Using SQL Stream BuilderPDF version

Adding Catalogs

You need to add Cloudera Schema Registry, Kudu, Hive, Confluent Schema Registry or other services as a Catalog using the Streaming SQL Console in SQL Stream Builder (SSB) to use them with Flink DDL.

  • Make sure that you have the required service on your cluster.
  • Make sure that you have the right permissions set in Ranger for SSB and the services.
  1. Navigate to the Streaming SQL Console.  Show Me How
    1. Go to your cluster in Cloudera Manager.
    2. Select SQL Stream Builder from the list of services.
    3. Click SQLStreamBuilder Console.
      The Streaming SQL Console opens in a new window.
  2. Open a project from the Projects page of Streaming SQL Console.  Show Me How
    1. Select an already existing project from the list by clicking the Open button or Switch button.
    2. Create a new project by clicking the New Project button.
    3. Import a project by clicking the Import button.
    You are redirected to the Explorer view of the project.
  3. Open Data Sources from the Explorer view.
  4. Click next to Catalogs.
  5. Select New Catalog.
    The Add Catalog window appears.
  6. Select the Catalog Type from the following options:
    1. Add a Name to your catalog.
    2. Select Schema Registry from the Catalog Type drop-down.
    3. Select the Kafka cluster you registered as Data Source.
    4. Enable TLS, if needed for the communication.
      1. If you enabled TLS, provide the Schema Registry Truststore location and password to the SR TrustStore and SR TrustStore Password field.
    5. Add the Schema Registry URL.
      1. Go to your cluster in Cloudera Manager.
      2. Select Schema Registry from the list of services.
      3. Click on Instances.
      4. Copy the Hostname of Schema Registry.
      5. Add the default port of Schema Registry after the hostname.
        Example:
        http://docs-test-1.vpc.cloudera.com:7788/api/v1
    6. Optional: Specify a Schema key suffix and a Schema value suffix.

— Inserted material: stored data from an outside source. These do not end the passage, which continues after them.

PR #623, opened 2023-06-27
e2e: print random seed being used

ffromani:
We reset the random seed, so let's make sure we print what we use. Ideally we should integrate with ginkgo and/or make the seed configurable. Let's at least make it explicit the seed we use as starting point.

### DIFF
--- a/test/e2e/rte/rte_e2e_suite_test.go
+++ b/test/e2e/rte/rte_e2e_suite_test.go
@@ -37,6 +37,12 @@ import (
 	_ "github.com/k8stopologyawareschedwg/resource-topology-exporter/test/e2e/topology_updater"
 )
 
+var (
+	BinaryPath string
+
+	randomSeed int64
+)
+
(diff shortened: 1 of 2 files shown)


test/e2e/rte/rte_e2e_suite_test.go
```diff
@@ -37,6 +37,12 @@ import (
 	_ "github.com/k8stopologyawareschedwg/resource-topology-exporter/test/e2e/topology_updater"
 )
 
+var (
+	BinaryPath string
+
```
shajmakh, line 42: purposed empty line?

shajmakh:
/lgtm
Thanks for the PR.

test/e2e/rte/rte_e2e_suite_test.go
ffromani: yes!

swatisehgal (approved):
/lgtm

PR #629, opened 2023-06-28
e2e: add missing wait for NRT to settle

shajmakh:
Some tests fail often in CI on inconsistent accounting in NRT data, and pass after rerun. To assure the NRT data is relaible at the checking point, need to wait enough for the data to be settled and only then to compare the outputs.


shajmakh:
will add more cleanups later, but this one helps stabilize the tests, so it can be alone in the PR.

ffromani (commented):
/lgtm
/approve

using settle as done here seems like a good idea in general

ffromani:
@shajmakh thanks for the PR. Please backport as you see fit.

PR #635, opened 2023-07-05
e2e: serial: support kubelet defaults in validation

ffromani:
The kubelet sets defaults for Topology Manager policy and scope when a value is not explicitely set in the configuration.
Let's support this scenario, copying the kubelet defaults. 
We should get them programmatically and from the right kubelet version, but the saving grace is the values don't change
frequently (if at all).

In addition, starting NRT API v1alpha2, the "topologyPolicies" field is deprecated in favor of Attributes.
Albeit not  needed for the enhancement,  we take the chance to make this code more forward-looking switching to comparing attributes.


shajmakh:
/lgtm
Thanks for the fix and the enhancments.

PR #638, opened 2023-07-06
Makefile: build: use shared libraries

ffromani:
In some cases we don't really need the fully static compilation and we can depend on system libraries.


swatisehgal (approved):
/lgtm

Please unhold when you see fit.

jlojosnegros (commented):
/lgtm

ffromani:
/hold cancel

let's not backport this yet (if ever)

PR #639, opened 2023-07-06
operator: rte: default inforefreshmode=periodic

ffromani:
We documented that the default InfoRefreshMode value should be "Periodic", not "PeriodicAndEvents", so let's fix the code accordingly.


swatisehgal (approved):
/lgtm

ffromani:
infra issues so far

shajmakh:
@ffromani do we need this cherry-picked to release-4.13?

ffromani:
yes and also to 4.12. But this will require full validation (= full run of the serial suite) so let's plan accordingly.

PR #556, opened 2023-05-11
scheduler: enable reserve plugin and cache by default

ffromani:
Time to enable by default the cacheResyncPeriod.
We will handle the compatibility just requiring in the release notes a minimum version of the scheduler plugin.

PR #640, opened 2023-07-07
serial: fetch CacheResyncPeriod from Status

shajmakh:
When running the tests on a cluster with default configuration, the default value of scheduler's CacheResyncPeriod is reflected in the object's status and not in spec. The tests do not change this field so they run on default configuration and when fetching it from spec the value is not found hence skipping tests.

      By default, the Schema Registry catalog looks for a topic in Kafka with the same name as the schemas stored in Cloudera Schema Registry. It uses the schema to deserialize the payload of the messages in that topic and ignores the message key. If you have different schemas to deserialize message key and payload you can define suffixes to differentiate them.For example, if you configure the catalog's schema key suffix as -key and the schema value suffix as -value, and you have schemas stored in Cloudera Schema Registry named example-key and example-value. The SSB catalog will automatically create a table called example and use those schemas to deserialize the key and the payload of the messages, respectively.

    7. Optional: Add a Prefix for key fields in schema.
      You can set a prefix for key field names to avoid table creation failure as the column names in the Flink schema are created based on the field names of the Avro schema. Table creation fails if the key and value schemas contain overlapping fields. The provided prefix will be assigned to the key fields of the Flink table as shown in the following example:
      CREATE TABLE … (k_a INT, k_b INT, b INT, c INT0 with (..., ‘key.fields’=’k_a;k_b’)
  7. Click on Add Filter.
    1. Provide a Database and Table filter if you want to select specific tables to use from the catalog.
  8. Click on Validate.
  9. If the validation is successful, click Create.
You are ready to use the added catalog in SSB with Flink DDL. The already existing schemas in Schema Registry and Confluent Schema Registry, tables in Kudu and Hive are automatically imported to SSB.
After registering a catalog, you can edit, duplicate and delete it from Streaming SQL Console:
  1. Open Data Sources from the Explorer view.
  2. Click next to Catalogs.
  3. Select Manage.

    The Catalogs tab opens where the registered catalogs are listed. You have the following options to manage the catalog sources:

    • Click on one of the existing catalogs to edit its configurations.
    • Click to remove the catalog.
    • Click to duplicate the catalog with its configurations.